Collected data
§ §
PR #779, opened 2020-12-12
New APIs for uploading analysis data from syft into engine with a multi-phase API

### LINKED ISSUE #783: Implement new import API to support uploads from syft
Add new API to support performing local analysis of images with [Syft](http://github.com/anchore/Syft) and uploading that to the engine to import as an image.

Initial implementation will only support packages and metadata analysis, with deeper analysis data available as becomes supported by Syft itself.

The new API is json and text based and the data is processed by the analyzer worker so that imports are just like analysis jobs that get scheduled and can be throttled by the analyzer count (to limit impact on policy engine etc).

zhill:
Adds a new /imports/images API routes that use an operation id (e.g. transaction id) to associate specific content uploads and then actuate the image being imported using a new option in POST /images. Fixes #783 

Also brings in other refactors and consolidations to help debugging, logging, and clarity on the data flow internally.


anchore_engine/db/entities/common.py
§ §
## [WHAT THIS TASK INVOLVES]
Please set down exactly the lines running from the one with "Also brings in" to the last line of the entries above, both of them included, and no others.

## [RESPONSE AREA]
Also brings in other refactors and consolidations to help debugging, logging, and clarity on the data flow internally.


anchore_engine/db/entities/common.py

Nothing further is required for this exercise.